PR #127, opened 2023-03-13
core_impl: fix support for no threads

### LINKED ISSUE #122: NoActiveThreads error when there are no active thread
When no threads are reported as part of `list_active_threads()`, gdbstub throws an error `gdbstub error during idle operation: NoActiveThreads`. A comment notes that this shouldn't happen, but it appears as though it does.

## Background

I've recently picked up gdbstub again and am working to integrate it into Xous more fully. It really is a fantastic project.

I have things mostly working now, and I'm filing off some of the rough edges. One of the rough edges is process selection. I have a `monitor` command to allow switching between processes, but the question arises of what process to connect to initially.

I support having `None` process, which is what I'd like to have selected initially. This coincides with a system that's fully running and does not halt when a debugger is attached.

However, returning early in `list_active_threads()` before adding any threads appears to result in this error.

xobs:
Sometimes, a target has no threads. This may be the case when a process is not yet selected, or when all threads have terminated in a specific process.

Support `None` as a return from `get_sane_any_tid()` and return an error to GDB. This addresses a `NoActiveThreads` error, and closes #122.


src/stub/core_impl/base.rs
```diff
@@ -302,17 +306,26 @@ impl<T: Target, C: Connection> GdbStubImpl<T, C> {
                 use crate::protocol::commands::_h_upcase::Op;
                 match cmd.kind {
                     Op::Other => match cmd.thread.tid {
-                        IdKind::Any => self.current_mem_tid = self.get_sane_any_tid(target)?,
+                        IdKind::Any => match self.get_sane_any_tid(target)? {
+                            Some(tid) => self.current_mem_tid = tid,
+                            None => {
+                                res.write_str("E01")?;
+                                return Ok(HandlerStatus::Handled);
+                            }
```
daniel5151, line 314: I actually have a bit of plumbing in place to streamline returning `Exx`-style errors:

```suggestion
                            None => return Err(Error::NonFatalError(1))
```

It's both more concise than invoking write_str + returning early, and also results in some slightly better codegen (wrt. binary size).

Can you switch both blocks over?

daniel5151 (changes requested):
Aside from that one comment that needs addressing, this LGTM

src/stub/core_impl/base.rs
xobs: Sure, I've made this change and pushed the result.

xobs:
Alright, I also marked `NoActiveThreads` as `#[deprecated]`

xobs:
It's been confusing because I need both PRs on my branch in order to do development, even though they are necessarily different features.

I think I've got it sorted now and it should be all set for merging.

daniel5151 (approved):
Nice, LGTM!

*WHAT YOU SHOULD DO*: Each record above is to be reproduced verbatim.

*OUTPUT FOR THIS TASK*:
PR #127, opened 2023-03-13
core_impl: fix support for no threads

### LINKED ISSUE #122: NoActiveThreads error when there are no active thread
When no threads are reported as part of `list_active_threads()`, gdbstub throws an error `gdbstub error during idle operation: NoActiveThreads`. A comment notes that this shouldn't happen, but it appears as though it does.

## Background

I've recently picked up gdbstub again and am working to integrate it into Xous more fully. It really is a fantastic project.

I have things mostly working now, and I'm filing off some of the rough edges. One of the rough edges is process selection. I have a `monitor` command to allow switching between processes, but the question arises of what process to connect to initially.

I support having `None` process, which is what I'd like to have selected initially. This coincides with a system that's fully running and does not halt when a debugger is attached.

However, returning early in `list_active_threads()` before adding any threads appears to result in this error.

xobs:
Sometimes, a target has no threads. This may be the case when a process is not yet selected, or when all threads have terminated in a specific process.

Support `None` as a return from `get_sane_any_tid()` and return an error to GDB. This addresses a `NoActiveThreads` error, and closes #122.


src/stub/core_impl/base.rs
```diff
@@ -302,17 +306,26 @@ impl<T: Target, C: Connection> GdbStubImpl<T, C> {
                 use crate::protocol::commands::_h_upcase::Op;
                 match cmd.kind {
                     Op::Other => match cmd.thread.tid {
-                        IdKind::Any => self.current_mem_tid = self.get_sane_any_tid(target)?,
+                        IdKind::Any => match self.get_sane_any_tid(target)? {
+                            Some(tid) => self.current_mem_tid = tid,
+                            None => {
+                                res.write_str("E01")?;
+                                return Ok(HandlerStatus::Handled);
+                            }
```
daniel5151, line 314: I actually have a bit of plumbing in place to streamline returning `Exx`-style errors:

```suggestion
                            None => return Err(Error::NonFatalError(1))
```

It's both more concise than invoking write_str + returning early, and also results in some slightly better codegen (wrt. binary size).

Can you switch both blocks over?

daniel5151 (changes requested):
Aside from that one comment that needs addressing, this LGTM

src/stub/core_impl/base.rs
xobs: Sure, I've made this change and pushed the result.

xobs:
Alright, I also marked `NoActiveThreads` as `#[deprecated]`

xobs:
It's been confusing because I need both PRs on my branch in order to do development, even though they are necessarily different features.

I think I've got it sorted now and it should be all set for merging.

daniel5151 (approved):
Nice, LGTM!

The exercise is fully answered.